Content starts

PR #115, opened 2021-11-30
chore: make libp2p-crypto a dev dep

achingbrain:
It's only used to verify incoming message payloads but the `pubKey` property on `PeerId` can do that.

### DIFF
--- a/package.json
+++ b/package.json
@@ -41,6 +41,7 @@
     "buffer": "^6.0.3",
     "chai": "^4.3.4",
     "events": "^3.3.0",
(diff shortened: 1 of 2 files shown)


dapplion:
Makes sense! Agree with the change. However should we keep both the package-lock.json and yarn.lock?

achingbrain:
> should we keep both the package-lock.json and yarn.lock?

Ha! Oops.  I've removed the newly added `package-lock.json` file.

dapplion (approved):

Content ends
Content starts

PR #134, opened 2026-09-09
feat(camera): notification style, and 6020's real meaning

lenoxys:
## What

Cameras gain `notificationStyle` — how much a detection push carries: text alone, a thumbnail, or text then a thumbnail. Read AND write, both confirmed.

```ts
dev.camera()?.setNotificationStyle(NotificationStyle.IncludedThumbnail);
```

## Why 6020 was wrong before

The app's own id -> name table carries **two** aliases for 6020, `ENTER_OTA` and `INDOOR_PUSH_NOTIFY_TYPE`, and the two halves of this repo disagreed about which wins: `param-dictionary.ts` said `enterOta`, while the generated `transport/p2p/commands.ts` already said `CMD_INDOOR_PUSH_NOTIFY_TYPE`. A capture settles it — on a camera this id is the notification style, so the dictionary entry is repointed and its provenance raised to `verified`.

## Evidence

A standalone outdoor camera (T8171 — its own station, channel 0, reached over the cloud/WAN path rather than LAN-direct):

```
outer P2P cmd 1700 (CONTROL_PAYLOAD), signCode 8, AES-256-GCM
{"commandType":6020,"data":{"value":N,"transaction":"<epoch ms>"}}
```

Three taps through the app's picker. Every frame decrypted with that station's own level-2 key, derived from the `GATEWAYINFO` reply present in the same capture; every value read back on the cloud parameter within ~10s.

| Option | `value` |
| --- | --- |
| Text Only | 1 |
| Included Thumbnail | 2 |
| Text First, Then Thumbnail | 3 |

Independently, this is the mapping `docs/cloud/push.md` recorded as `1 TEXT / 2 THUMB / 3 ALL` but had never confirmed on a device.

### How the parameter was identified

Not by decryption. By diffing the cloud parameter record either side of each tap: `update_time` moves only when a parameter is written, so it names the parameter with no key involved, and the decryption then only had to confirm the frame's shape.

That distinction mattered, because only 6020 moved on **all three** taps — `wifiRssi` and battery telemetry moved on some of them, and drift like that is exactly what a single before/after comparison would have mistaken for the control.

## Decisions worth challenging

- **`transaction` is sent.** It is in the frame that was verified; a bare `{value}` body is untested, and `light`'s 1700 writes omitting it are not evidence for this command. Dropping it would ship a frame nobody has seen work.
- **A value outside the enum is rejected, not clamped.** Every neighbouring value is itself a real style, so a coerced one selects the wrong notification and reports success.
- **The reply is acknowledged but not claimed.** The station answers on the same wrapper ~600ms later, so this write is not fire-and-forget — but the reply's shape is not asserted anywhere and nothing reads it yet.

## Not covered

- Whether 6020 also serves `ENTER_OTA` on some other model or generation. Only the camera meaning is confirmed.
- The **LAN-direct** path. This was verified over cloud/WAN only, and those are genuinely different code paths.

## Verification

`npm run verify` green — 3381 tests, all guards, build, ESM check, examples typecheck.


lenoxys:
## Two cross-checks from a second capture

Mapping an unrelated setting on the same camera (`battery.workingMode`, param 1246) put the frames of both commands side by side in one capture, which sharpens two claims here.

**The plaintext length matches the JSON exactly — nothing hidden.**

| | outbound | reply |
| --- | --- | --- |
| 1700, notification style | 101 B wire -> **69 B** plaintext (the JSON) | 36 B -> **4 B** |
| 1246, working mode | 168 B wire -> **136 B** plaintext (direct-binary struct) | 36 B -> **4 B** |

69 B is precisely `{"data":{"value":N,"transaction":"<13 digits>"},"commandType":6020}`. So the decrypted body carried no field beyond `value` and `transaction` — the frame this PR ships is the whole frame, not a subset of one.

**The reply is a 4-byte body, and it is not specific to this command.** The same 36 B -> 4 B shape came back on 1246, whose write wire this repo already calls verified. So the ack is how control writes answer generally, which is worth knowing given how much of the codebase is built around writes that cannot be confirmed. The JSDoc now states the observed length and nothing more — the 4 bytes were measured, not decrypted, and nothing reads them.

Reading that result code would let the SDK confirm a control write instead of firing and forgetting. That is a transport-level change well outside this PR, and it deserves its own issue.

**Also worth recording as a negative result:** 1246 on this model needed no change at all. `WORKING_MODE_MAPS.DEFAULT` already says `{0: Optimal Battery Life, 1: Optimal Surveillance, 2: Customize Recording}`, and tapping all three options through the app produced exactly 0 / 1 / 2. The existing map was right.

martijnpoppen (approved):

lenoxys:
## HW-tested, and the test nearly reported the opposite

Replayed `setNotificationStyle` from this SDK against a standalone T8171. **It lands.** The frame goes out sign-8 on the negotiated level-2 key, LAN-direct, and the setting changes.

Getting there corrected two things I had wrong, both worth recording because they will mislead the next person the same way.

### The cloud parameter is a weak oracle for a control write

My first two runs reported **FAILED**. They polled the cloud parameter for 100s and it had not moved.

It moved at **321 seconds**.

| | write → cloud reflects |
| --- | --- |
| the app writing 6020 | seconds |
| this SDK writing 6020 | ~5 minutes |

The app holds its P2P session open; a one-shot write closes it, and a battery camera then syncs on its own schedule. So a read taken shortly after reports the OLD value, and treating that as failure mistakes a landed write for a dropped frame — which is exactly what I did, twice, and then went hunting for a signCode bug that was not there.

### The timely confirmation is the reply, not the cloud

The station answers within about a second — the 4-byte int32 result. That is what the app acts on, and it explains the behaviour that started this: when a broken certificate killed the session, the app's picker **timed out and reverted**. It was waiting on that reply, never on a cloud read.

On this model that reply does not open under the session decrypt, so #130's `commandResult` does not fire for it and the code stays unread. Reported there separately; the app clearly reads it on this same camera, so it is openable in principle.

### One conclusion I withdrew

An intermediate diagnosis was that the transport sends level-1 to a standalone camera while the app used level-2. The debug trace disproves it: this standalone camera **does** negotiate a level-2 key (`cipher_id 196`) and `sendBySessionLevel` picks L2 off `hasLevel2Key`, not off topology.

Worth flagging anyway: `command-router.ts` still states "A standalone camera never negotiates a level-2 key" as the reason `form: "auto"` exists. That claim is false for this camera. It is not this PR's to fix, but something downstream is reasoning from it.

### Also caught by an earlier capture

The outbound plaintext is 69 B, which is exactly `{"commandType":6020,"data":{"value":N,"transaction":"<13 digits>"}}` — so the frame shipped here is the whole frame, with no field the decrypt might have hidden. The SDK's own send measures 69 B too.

Content ends

#### TO DO
State how many lines above contain the word "seconds", and nothing more.

#### TASK SOLUTION
2